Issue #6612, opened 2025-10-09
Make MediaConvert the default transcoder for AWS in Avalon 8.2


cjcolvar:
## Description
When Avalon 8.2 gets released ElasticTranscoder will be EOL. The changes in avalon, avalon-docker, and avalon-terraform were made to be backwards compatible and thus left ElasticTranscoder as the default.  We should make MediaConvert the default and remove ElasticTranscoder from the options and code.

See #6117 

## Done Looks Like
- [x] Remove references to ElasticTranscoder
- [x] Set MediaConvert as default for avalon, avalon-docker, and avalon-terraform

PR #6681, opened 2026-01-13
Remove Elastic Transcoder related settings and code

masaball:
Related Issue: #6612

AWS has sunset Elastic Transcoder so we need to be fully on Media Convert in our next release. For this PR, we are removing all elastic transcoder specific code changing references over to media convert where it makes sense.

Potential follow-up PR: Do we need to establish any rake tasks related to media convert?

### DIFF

* AIM OF THE TASK
Output the listing above in full. Every line must match.

* REPLY TO THE TASK
Issue #6612, opened 2025-10-09
Make MediaConvert the default transcoder for AWS in Avalon 8.2


cjcolvar:
## Description
When Avalon 8.2 gets released ElasticTranscoder will be EOL. The changes in avalon, avalon-docker, and avalon-terraform were made to be backwards compatible and thus left ElasticTranscoder as the default.  We should make MediaConvert the default and remove ElasticTranscoder from the options and code.

See #6117 

## Done Looks Like
- [x] Remove references to ElasticTranscoder
- [x] Set MediaConvert as default for avalon, avalon-docker, and avalon-terraform

PR #6681, opened 2026-01-13
Remove Elastic Transcoder related settings and code

masaball:
Related Issue: #6612

AWS has sunset Elastic Transcoder so we need to be fully on Media Convert in our next release. For this PR, we are removing all elastic transcoder specific code changing references over to media convert where it makes sense.

Potential follow-up PR: Do we need to establish any rake tasks related to media convert?

### DIFF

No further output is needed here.